Still Shakin: DREAMCAST
What’s Shakin’? An Editorial from The Cocktopus.
Students of this beloved university, I ask you, at this very moment, evaluate your lives. If only for a moment, and if only in some small way, stop, and think about the flow of the river instead of it’s depth. Do not only walk through the forest with the wind behind your back, but stand with your feet beneath you while the world turns without restraint. Remember, we are students; it is our occupation to learn. The sands of time may flow through the eternal hourglass, but our words remain strong throughout the ages. We are as one when we are many, and this year is the year that the many will rise with the tides of the day, however, ask yourself again: What truly is, Shakin’?
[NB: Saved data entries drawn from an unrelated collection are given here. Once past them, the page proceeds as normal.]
PR #1284, opened 2024-03-29
fix(files): Fix newly created folder not appearing in main files view

Pytal:
A `files:node:created` event is emitted correctly but was missing the fileid

image

For #1285

### DIFF
--- a/lib/composables/dav.ts
+++ b/lib/composables/dav.ts
@@ -19,7 +19,7 @@
  * along with this program. If not, see <http://www.gnu.org/licenses/>.
  *
  */
-import type { Folder, Node } from '@nextcloud/files'
+import { Folder, type Node } from '@nextcloud/files'
 import type { ComputedRef, Ref } from 'vue'
 import type { FileStat, ResponseDataDetailed, SearchResult } from 'webdav'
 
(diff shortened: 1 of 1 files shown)


lib/composables/dav.ts
```diff
@@ -85,8 +85,26 @@ export const useDAVFiles = function(
 	async function createDirectory(name: string): Promise<Folder> {
 		const path = join(currentPath.value, name)
 
-		await client.value.createDirectory(join(defaultRootPath.value, path))
-		const directory = await getFile(path) as Folder
+		const { headers } = await client.value.customRequest(
```
susnux, line 88: Why a custom request? The previously used `createDirectory` should work, if not then something else is broken.

lib/composables/dav.ts
```diff
@@ -85,8 +85,26 @@ export const useDAVFiles = function(
...
+			join(defaultRootPath.value, path),
+			{
+				method: 'MKCOL',
+			},
+		)
+		const stat = await getFile(path)
+		const directory = new Folder({
```
susnux, line 95: `getFile` already returns a Node so in this case a Folder. If this does not work then `@nextcloud/files` is broken

emoral435:
Updated comment to show redirection between chained PR's :)

lib/composables/dav.ts
Pytal: Used a custom request here to be able to access the headers as `createDirectory` doesn't return them

PR #1287, opened 2024-03-29
fix(FilePicker): Request all default file props (incl. file id)

susnux:
* Supersedes https://github.com/nextcloud-libraries/nextcloud-dialogs/pull/1284
* Supersedes https://github.com/nextcloud-libraries/nextcloud-dialogs/pull/1285
* Resolves https://github.com/nextcloud/server/issues/44482

The propfind was not requesting all needed props, this is fixed by using `davGetDefaultProps` which will then load the file id.


emoral435 (approved):

Pytal (approved):
Fixes it, thanks!

Issue #300, opened 2021-02-23
Include confirmDestructive Dialog


jotoeri:
Just wanted to use the confirmationDialog on Forms and saw i need to take it manually from `OC.dialogs`. Would imo be nice to have it included in this package!

susnux:
This will not make it into 4.2.0 but I think about implementing the dialogs based on the new dialog component for 5.0.0, but we could also backport this for 4.3.0 to support this on Nextcloud 27 as well.

PR #1297, opened 2024-04-09
feat: Provide generic dialogs previously provided by `OC.dialogs`

susnux:
* Resolves: https://github.com/nextcloud-libraries/nextcloud-dialogs/issues/300 

Lets clean up legacy jQuery UI and move to Vue dialogs.

### DIFF
--- a/lib/components/GenericDialog.vue
+++ b/lib/components/GenericDialog.vue
@@ -1,0 +1,66 @@
+<template>
+	<NcDialog dialog-classes="nc-generic-dialog"
+		:buttons="buttons"
+		:name="name"
+		:message="text"
+		@update:open="$emit('close')">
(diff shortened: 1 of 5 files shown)


lib/components/GenericDialog.vue
```diff
@@ -0,0 +1,66 @@
...
+	 */
+	html?: string
+
+	/**
+	 * Buttons on the dialog
+	 */
+	buttons?: IDialogButton[]
+
+	/**
+	 * Severity of the dialog - if se a notecard is used
```
Pytal, line 46:
```suggestion
	 * Severity of the dialog - if a notecard is used
```

Pytal (approved):
Code looks good!

PR #1347, opened 2024-06-04
[stable4] fix(deps): bump @nextcloud/files to 3.0.0

st3iny:
The required `@nextcloud/files` dependency is broken and fixing this inside other apps is hacky because the package lock has to be adjusted manually. It would be nice to release a 4.x.x version with the fixed dependency to make it easier to fix downstream.

Note that simply adding `@nextcloud/files` as a dependency to an app's package.json does not work because it is not a peer of `@nextcloud/dialogs`. Thus, npm will just install both versions separately. 

E.g. in Deck: 
```
@nextcloud/files@3.0.0-beta.21
node_modules/@nextcloud/dialogs/node_modules/@nextcloud/files
  @nextcloud/files@"3.0.0-beta.21" from @nextcloud/dialogs@4.2.7
  node_modules/@nextcloud/dialogs
    @nextcloud/dialogs@"^4.2.2" from the root project

@nextcloud/files@3.2.1
node_modules/@nextcloud/files
  @nextcloud/files@"^3.0.0" from the root project
```

Ref
- https://github.com/nextcloud/deck/issues/5935
- https://github.com/nextcloud/deck/issues/5822
- https://github.com/nextcloud/calendar/issues/6018

Exemplary (hacky) downstream fix at https://github.com/nextcloud/calendar/pull/6035

### DIFF
--- a/package-lock.json
+++ b/package-lock.json
@@ -10,7 +10,7 @@
       "license": "GPL-3.0-or-later",
       "dependencies": {
         "@mdi/svg": "^7.4.47",
-        "@nextcloud/files": "3.0.0-beta.21",
+        "@nextcloud/files": "3.0.0",
         "@nextcloud/l10n": "^2.2.0",
         "@nextcloud/router": "^2.2.0",
         "@nextcloud/typings": "^1.7.0",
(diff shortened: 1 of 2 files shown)


susnux:
No this will break server on Nextcloud 27!

stable4 is only intended to be used with Nextcloud <= 27.
If you need to support a wider range please use v5 which also will work with Nextcloud 28+ and probably even 27.

susnux:
See also:
- https://github.com/nextcloud-libraries/nextcloud-dialogs/pull/1226
- https://github.com/nextcloud/server/pull/43368

PR #1351, opened 2024-06-08
fix: Also add current folder to button factory

susnux:
When picking directories and no node is selected the current directory is picked, this is correctly submitted but it is currently not correctly included in the button factory.

Meaning you can for example not check if you can pick the current directory (readonly directory).

Required for https://github.com/nextcloud/server/pull/45688

### DIFF
--- a/lib/components/FilePicker/FilePicker.vue
+++ b/lib/components/FilePicker/FilePicker.vue
@@ -18,9 +18,10 @@
 		<div class="file-picker__main">
 			<!-- Header title / file list breadcrumbs -->
 			<FilePickerBreadcrumbs v-if="currentView === 'files'"
-				:path.sync="currentPath"
+				:path="currentPath"
 				:show-menu="allowPickDirectory"
-				@create-node="onCreateFolder" />
+				@create-node="onCreateFolder"
+				@update:path="navigatedPath = $event" />
 			<div v-else class="file-picker__view">
 				<h3>{{ viewHeadline }}</h3>
 			</div>
@@ -67,7 +68,7 @@ import FilePickerNavigation from './FilePickerNavigation.vue'
 
 import { emit as emitOnEventBus } from '@nextcloud/event-bus'
 import { NcDialog, NcEmptyContent } from '@nextcloud/vue'
-import { computed, onMounted, ref, toRef } from 'vue'
+import { computed, onMounted, ref, shallowReactive, toRef, watch } from 'vue'
 import { showError } from '../../toast'
 import { useDAVFiles } from '../../composables/dav'
 import { useMimeFilter } from '../../composables/mime'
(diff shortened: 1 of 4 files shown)


lib/components/FilePicker/FilePicker.vue
```diff
@@ -189,7 +190,7 @@ const viewHeadline = computed(() => currentView.value === 'favorites' ? t('Favor
 /**
  * All currently selected files
  */
-const selectedFiles = ref<Node[]>([])
+const selectedFiles = shallowReactive<Node[]>([])
```
susnux, line 193: This needs to be a shallow reactive, meaning the *array* is reactive, but not the inner elements.
This is required to fix Typescript, as Vue unrefs the inner nodes for `ref` which will strip off any private properties of the Node type. This causes Typescript issues as the types `Ref<Node>.value != Node`.

lib/components/FilePicker/FilePicker.vue
```diff
@@ -200,28 +201,23 @@ const savedPath = ref(window?.sessionStorage.getItem('NC.FilePicker.LastPath') |
 /**
  * The path the user manually navigated to using this filepicker instance
  */
-const navigatedPath = ref<string>()
+const navigatedPath = ref('')
+// Save the navigated path to the session storage on change
+watch([navigatedPath], () => {
```
susnux, line 206: Instead of the writable computed below we can simply watch this and then react to it. Because doing login in writable computed properties seems to be bad.

lib/composables/dav.ts
```diff
@@ -114,7 +114,15 @@ export const useDAVFiles = function(
 	/**
 	 * All files in current view and path
 	 */
-	const files = ref<Node[]>([] as Node[]) as Ref<Node[]>
+	const files = shallowRef<Node[]>([] as Node[]) as Ref<Node[]>
```
susnux, line 117: Same reason as for the `shallowReactive` but here we can use `shallowRef` because it only needs to be reactive on change of the value, we do not change the array.

lib/components/types.ts
```diff
@@ -46,6 +46,12 @@ export interface IDialogButton {
 	 * @see https://nextcloud-vue-components.netlify.app/#/Components/NcButton
 	 */
 	type?: 'primary' | 'secondary' | 'error' | 'warning' | 'success'
+
+	/**
+	 * Disabled state of the button
+	 * @default false
+	 */
+	disabled?: boolean
```
artonge, line 54: I assume that `setButtonFactory` is called on every navigation change, so the disable state can be updated accordingly?

artonge (approved):

lib/components/types.ts
susnux: Yes exactly

ShGKme (approved):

Dreamcast! Fuck yes. In case you didn’t know, Dreamcast came out ten years ago, TODAY. With such hits as House of the Dead 2, Marvel vs. Capcom 2, Powerstone 2, and Hooker 2, the Dreamcast was a titan of the gaming world...until people realized you could burn the games onto regular CD-Rs and get everything for free. Fuck. Oh well, shit’s still awesome, go get wasted and play Dreamcast all night with your brosephs, brohagen.